Originally Posted by *BelgianSheepDog* 
I lost most of the weight by 2 weeks postpartum but still (4 months) cannot fit my old clothes. My hips are actually farther apart, I think. It may be permanent.

Yaaa, I've noticed that too. I weigh the same now as PP but I'm bigger. I think my hips are further apart and my ribcage is broader. Oh! And I think I also got taller during pregnancy







or maybe I just stood up straight and proud!

I'm really SOL in the wardrobe department right now!


----------



## laohaire (Nov 2, 2005)

Yeah, I don't know if there is a pattern. My girlfriend looked 9 months pregnant after giving birth (c-section, if that makes any difference, dunno if it does) for about a couple of weeks.

I looked like I did before I was pregnant when I stepped out of the birthing tub.

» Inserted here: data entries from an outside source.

PR #150, opened 2026-08-11
fix(ffi): bound the request ingress queue and the request payload

gmelodie:
## Summary

Follow-up work on the findings of #145. Request ingress had no limit of any kind: neither on how many requests one producer could leave queued, nor on how large a single payload could be.

- **The ingress queue took every request offered.** A producer faster than the FFI thread — or any producer at all once that thread is wedged — grew memory without bound, while the event queue next to it has been bounded at 1024 all along. Each queue now holds at most `RequestQueueDepth` requests, counted under the lock it already takes, and `pushRequest` answers `QueueFull` instead of appending. Ingress is sharded over 16 queues, so a context holds at most 16384 requests.
- **No request carried a maximum size.** `sendRequestToFFIThread` now rejects a payload over `MaxRequestPayloadBytes` before it reaches the queue or the decoder.

Both limits are compile-time defines: `-d:ffiRequestQueueDepth` (1024) and `-d:ffiMaxRequestPayloadBytes` (8 MiB).

## Impact on Library Users

A submit can now fail for two new reasons. Both come back as the error the submit already returns, which the generated entry points report as `RET_ERR` through the callback, so a host that stays under the limits sees no change and the C ABI is untouched.

The payload cap measures the buffer the request owns. On the `abi = c` path that buffer is the packed wire struct, so the memory its fields point at stays uncounted — that path trusts its caller, as it already does for every length it is handed.

`pushRequest` returns `PushOutcome` rather than a `bool`, and `RequestQueueDepth` is re-exported from `ffi_context`. Both are internal to the runtime; no generated binding changes.

## Tests

New `tests/unit/test_ffi_ingress_limits.nim`, with a sibling `.cfg` cutting the caps to 4 requests and 1024 bytes so the cases cost nothing. A handler blocks the FFI thread outright, so the queue fills deterministically: `RequestQueueDepth` submits succeed, the next one errors, and once the handler is released and the queue drains a submit is accepted again — that last check is what catches a depth counter that never resets. A payload one byte over the cap errors while a small one still passes.

Both cases were run with the two new guards stubbed out and both fail there. The suite passes under `--mm:orc` and `--mm:refc`.

### DIFF
--- a/CHANGELOG.md
+++ b/CHANGELOG.md
@@ -48,6 +48,21 @@ All notable changes to this project are documented in this file.
   returns the library type builds today and exports a working C symbol, so a
   router would silently give it the ctor ABI instead.
 
+### Changed
+- **A submit now has two limits, and fails instead of accepting without bound.**
+  The ingress queue took every request a producer offered, so a producer faster
+  than the FFI thread — or any producer once that thread is wedged — grew memory
+  without bound, and no request carried a maximum size. A submit is rejected once
+  its ingress queue holds `-d:ffiRequestQueueDepth` (1024) requests, or once its
+  payload passes `-d:ffiMaxRequestPayloadBytes` (8 MiB). Ingress is sharded over
+  16 queues, so a context holds at most 16384 requests. The payload cap measures
+  the buffer the request owns: on the `abi = c` path that is the packed wire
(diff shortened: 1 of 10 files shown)


fcecin (approved):
LGTM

But before you hate me, I then proceeded to gain back most of my weight (I am so HUNGRY now that I'm nursing!!!) and now I weigh 3 pounds less than I did the day before I gave birth









Anyway, even when my weight dropped, I was still a lot looser and flabbier. I was never exactly Iron Woman though.


----------



## scheelimama (Aug 2, 2003)

Well, immediately after birth, you will look 5-6 months pregnant. For me, by 24 hours after birth, I probably looked about 3 months pregnant (and I was showing some by then). I felt extra fluffy in the tummy for a 1.5-2 weeks with both, but it gradually diminishes. With my first baby, I was back in pre-pregnancy clothes (favorite jeans too!) by 2 months pp. And I was 5 lbs. under pre-pregnancy weight by 3 months pp. After the second baby though, well, I decided to buy new clothes after a few months when the weight still wasn't off. I'm currently (almost 2 yrs out) around 8 lbs. above my prepregnancy weight and I'm one size larger. I'm happy though!


----------



## boscopup (Jul 15, 2005)

I gave birth at 6.5 months, and I'd say I still looked that pregnant the next day, but the day after that, I was probably down to 5 months pregnant maybe? About 2 months later, I finally broke down and bought new clothes, realizing I wasn't going to fit into my old jeans.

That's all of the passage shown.